UK Release date: 4th December 2009
Watched on Sky+ Friday 5th July 2013.
PLEASE NOTE: THERE MAY BE UNINTENTIONAL SPOILERS IN THIS REVIEW.
There are many award-winning films out there that I have never seen; not because I don’t want to see them, more because I’m not aware of them. This is a case in point; the winner of the 2009 Oscar for best picture in a foreign language, amongst many other awards; it wasn’t even released here in the UK until December ’09 and even then it had little (or no) publicity behind it. Needless to say, it wasn’t until I happened upon it in the TV listings that I became aware of this film. I have to say I was impressed! It had more emotional depth than many western films on a similar subject. Here’s a very brief summary before I go deeper into it.

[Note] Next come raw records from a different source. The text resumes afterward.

PR #46744, opened 2026-01-13
project_panel: Add Menu key support to project panel context menu

### LINKED ISSUE #45783: "app" key does not work in file tree - should behave as right click
### Reproduction steps

1. Start Zed
2. Hit the app key in the editor area - this works fine and opens up the "right click"-menu.
3. Navigate to the file tree
4. Hit the app key again - this does not trigger the "right click"-menu.

Expected:

Expected the same menu to show up as when clicking the right mouse button in the filetree

Actual:

Nothing happens.

Zed 0.217.3
OS: Linux wayland cachyos
Memory: 32GB
Architecture: x86_64
Vim mode: on

CCXLV:
Closes #45783 

`Menu` key or `Shift + F10` shortcut wasn't supported in project panel for opening the context menu, this PR fixes it.

Release Notes:
- Added an action and default keyboard shortcuts to open the context menu in the project panel. You can now bind `project_panel::OpenContextMenu` to deploy the context menu at the currently selected entry in the panel.

### DIFF
--- a/crates/gpui/src/elements/anchored.rs
+++ b/crates/gpui/src/elements/anchored.rs
@@ -178,12 +178,8 @@ impl Element for Anchored {
             );
 
             match self.force_snap {
-                Some(AnchoredForceSnap::Left | AnchoredForceSnap::Right) => {
-                    desired = horizontal_switched;
-                }
-                Some(AnchoredForceSnap::Above | AnchoredForceSnap::Below) => {
-                    desired = vertical_switched;
-                }
+                Some(AnchoredForceSnap::Horizontal) => desired = horizontal_switched,
+                Some(AnchoredForceSnap::Vertical) => desired = vertical_switched,
                 None => {
                     if desired.left() < limits.left() || desired.right() > limits.right() {
                         if !(horizontal_switched.left() < limits.left()
@@ -266,14 +262,10 @@ impl IntoElement for Anchored {
 /// Enum for force snapping the anchored element.
 #[derive(Copy, Clone, PartialEq)]
 pub enum AnchoredForceSnap {
-    /// Force snap the anchored element above.
-    Above,
-    /// Force snap the anchored element below.
-    Below,
-    /// Force snap the anchored element left.
-    Left,
-    /// Force snap the anchored element right.
-    Right,
+    /// Force snap the anchored element horizontally.
+    Horizontal,
+    /// Force snap the anchored element vertically.
+    Vertical,
 }
 
 /// Which algorithm to use when fitting the anchored element to be inside the window.
--- a/crates/gpui/src/elements/anchored.rs
+++ b/crates/gpui/src/elements/anchored.rs
@@ -163,52 +163,41 @@ impl Element for Anchored {
         };
 
         if self.fit_mode == AnchoredFitMode::SwitchAnchor {
-            let mut anchor_corner = self.anchor_corner;
+            let anchor_corner = self.anchor_corner;
+
+            let horizontal_switched = Bounds::from_corner_and_size(
+                anchor_corner.other_side_corner_along(Axis::Horizontal),
+                origin,
+                size,
+            );
+
+            let vertical_switched = Bounds::from_corner_and_size(
+                anchor_corner.other_side_corner_along(Axis::Vertical),
+                origin,
+                size,
+            );
 
             match self.force_snap {
-                Some(force_snap) => {
-                    let horizontal_switched = Bounds::from_corner_and_size(
-                        anchor_corner.other_side_corner_along(Axis::Horizontal),
-                        origin,
-                        size,
-                    );
-
-                    let vertical_switched = Bounds::from_corner_and_size(
-                        anchor_corner.other_side_corner_along(Axis::Vertical),
-                        origin,
-                        size,
-                    );
-
-                    match force_snap {
-                        AnchoredForceSnap::Left | AnchoredForceSnap::Right => {
-                            desired = horizontal_switched
-                        }
-                        AnchoredForceSnap::Above | AnchoredForceSnap::Below => {
-                            desired = vertical_switched
-                        }
-                    }
+                Some(AnchoredForceSnap::Left | AnchoredForceSnap::Right) => {
+                    desired = horizontal_switched;
+                }
+                Some(AnchoredForceSnap::Above | AnchoredForceSnap::Below) => {
+                    desired = vertical_switched;
                 }
                 None => {
                     if desired.left() < limits.left() || desired.right() > limits.right() {
-                        let switched = Bounds::from_corner_and_size(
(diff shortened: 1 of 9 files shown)


CCXLV:
@cla-bot check

MrSubidubi (changes requested):
Thanks for this, but this will need a slighty revised approach, as we cannot add it in the current form. You'll have to 

- Add another action to the project panel or menu crate `OpenContextMenu` (we have a similar one for the editor but I think that does not make sense here).
- Extract this into a method and call this on action with the `cx.listener` stuff as done for other actions.
- Add the appropriate default entries to the keymaps for Linux/MacOS/Windows as done for other actions.

I think then we should be good to go, as this makes the approach more future-proof and also allows other people to open the context menu with a key of their liking. What do you think?

CCXLV:
@MrSubidubi Sounds good, I’ll take a look!

CCXLV:
@MrSubidubi Check it out when you get a chance

crates/project_panel/src/project_panel.rs
```diff
@@ -341,6 +341,8 @@ actions!(
         SelectPrevDirectory,
         /// Opens a diff view to compare two marked files.
         CompareMarkedFiles,
+        /// Opens context menu at the mouse position
```
MrSubidubi:
```suggestion
        /// Opens the project panel context menu at the current mouse position.
```

crates/project_panel/src/project_panel.rs
```diff
@@ -1200,6 +1202,26 @@ impl ProjectPanel {
...
+        _: &OpenContextMenu,
+        window: &mut Window,
+        cx: &mut Context<Self>,
+    ) {
+        let entry_id = if let Some(selection) = &self.state.selection {
+            selection.entry_id
+        } else if let Some(entry_id) = self.state.last_worktree_root_id {
+            entry_id
+        } else {
+            return; // No entry to show context menu for
```
MrSubidubi:
```suggestion
            return;
```

crates/project_panel/src/project_panel.rs
```diff
@@ -1200,6 +1202,26 @@ impl ProjectPanel {
         cx.notify();
     }
 
+    fn open_conetxt_menu(
```
MrSubidubi:
```suggestion
    fn open_context_menu(
```

crates/project_panel/src/project_panel.rs
```diff
@@ -1200,6 +1202,26 @@ impl ProjectPanel {
...
+        } else if let Some(entry_id) = self.state.last_worktree_root_id {
+            entry_id
+        } else {
+            return; // No entry to show context menu for
+        };
+
+        let mouse_pos = window.mouse_position();
+        let position = point(mouse_pos.x, mouse_pos.y);
+
+        self.deploy_context_menu(position, entry_id, window, cx);
```
MrSubidubi:
```suggestion
        self.deploy_context_menu(window.mouse_position(), entry_id, window, cx);
```

crates/project_panel/src/project_panel.rs
```diff
@@ -5780,6 +5802,7 @@ impl Render for ProjectPanel {
                 .on_action(cx.listener(Self::fold_directory))
                 .on_action(cx.listener(Self::remove_from_project))
                 .on_action(cx.listener(Self::compare_marked_files))
+                .on_action(cx.listener(Self::open_conetxt_menu))
```
MrSubidubi:
```suggestion
                .on_action(cx.listener(Self::open_context_menu))
```

crates/project_panel/src/project_panel.rs
```diff
@@ -6022,6 +6045,7 @@ impl Render for ProjectPanel {
                         .child(
                             div()
                                 .id("project-panel-blank-area")
+                                .track_focus(&self.focus_handle(cx))
```
MrSubidubi: Are you sure this is still needed?

MrSubidubi (changes requested):
Nice, this looks much better, thanks for the quick follow-up!

Left a few final comments and then we should be good to go I think.

CCXLV:
@MrSubidubi I think this should be it

MrSubidubi (commented):
Nice, much better, thanks for the quick follow-up!

One last thing: Right now, the context menu will pop up at the current mouse position, which obviously works, but makes this less ideal in my opionion. 

How would you feel abot having the context menu pop up somewhere close to the currently selected item? Happy to guide you there a bit if needed.

crates/project_panel/src/project_panel.rs
```diff
@@ -1219,6 +1230,73 @@ impl ProjectPanel {
         self.deploy_context_menu(window.mouse_position(), entry_id, window, cx);
```
CCXLV: The mouse position is unnecessary here. It could be improved

crates/gpui/src/elements/anchored.rs
```diff
@@ -179,6 +187,19 @@ impl Element for Anchored {
...
+
+            if let Some(force_snap) = self.force_snap {
+                let vertical_switched = Bounds::from_corner_and_size(
+                    anchor_corner.other_side_corner_along(Axis::Vertical),
+                    origin,
+                    size,
+                );
+
+                match force_snap {
+                    AnchoredForceSnap::Above => desired = vertical_switched,
```
CCXLV: I only used `Above` here but this could be adjusted to check for all `AnchoredForceSnap` values as well as add new values such as `Left`, `Right`

MrSubidubi (changes requested):
Thanks a lot for looking into this that deeply! 

Unfortunately though, I think we have to slightly change the approch here and take a small step back as to not overshoot things here. That is
- There should be no need for us to calculate the bounds of the project panel - you can find these on the scroll_handle already, so let's just use these to remove the dependency on the title bar. 
- Similarly, I do not think we should force the position of the context menu - although I do like the approach, it reaches pretty deeply into GPUI and we usually lay the element out like this for a reason. Layouting the element is pretty cheap, so I think we can instead compute and layout a context menu and then see whether it was layouted like we expected it to and adjust otherwise? I think that is much easier and also much less prone to errors in the future probably.

Could you look into these two things and see how things proceed there?

CCXLV:
Removed the local `anchor_corner` mutation in `prepaint`. It was never read or used, so the assignment had no effect. This simplifies the SwitchAnchor logic without changing behavior.

CCXLV:
Any updates? @MrSubidubi

MrSubidubi (approved):
I quickly hopped on and got this into a better shape, that might have slightly changed the placement but I believe it to be overall better and more maintanable going forward.

Thanks for getting the ball rolling on this one, if you want to do any follow-ups, please just go ahead! And apologies for letting this sit for so long!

When cellist Daigo Kobayashi (Masahiro Motoki) loses his job, he returns to the town where he grew up. Taking his wife, Mika (Ryôko Hirosue), with him, they go and stay in his mothers’ old house. She had passed away two years previous and had left the house to Daigo. Looking for a job, he sees an advert that looks a little cryptic; something to do with ‘Departures’; but still, he rings up and gets an interview. He is employed almost immediately without knowing an awful a lot about what his new career will entail. His new boss, Ikuei Sasaki (Tsutomu Yamazaki), is quite enigmatic but soon all becomes clear. The job is to perform a ceremony for the dead; cleaning and dressing the body, applying make-up and placing them in the coffin. All this is done with great reverence with the departed’s friends and family looking on. Daigo soon learns though that this kind of work is frowned upon, but by then he has come to love what he does. How will his wife react and what will he find out about his family now he has returned home?
Beautifully shot with some great exteriors; the landscape take quite a big part in this film. There were some lovely comic moments as well as some quite distressing scenes as the families go through all kinds of emotions as the say goodbye to their loved ones. I’ll admit to having found it quite touching at times and even shed a tear or two for my dear departed mum. Of course music plays quite a big part in the film and there are some really touching scenes as Daigo plays his cello out in the fields. I did find, however, that the final act didn’t quite have the emotional punch I had expected. Yes, the emotions were there, but it didn’t quite hit home the way I anticipated. Even so, it’s a film I really enjoyed and one I would happily watch again someday.
SteelMonster’s verdict: RECOMMENDED
My score: 8.2/10.
IMDb Score: 8.1/10 (based on 23,334 votes when this review was written).
MetaScore: 68/100: (Based on 27 critic reviews provided by Metacritic.com at the time of going to press).
Rotten Tomatoes ‘Audience’ Score: 88/100 (based on 50,949 user ratings counted at the time of going to press).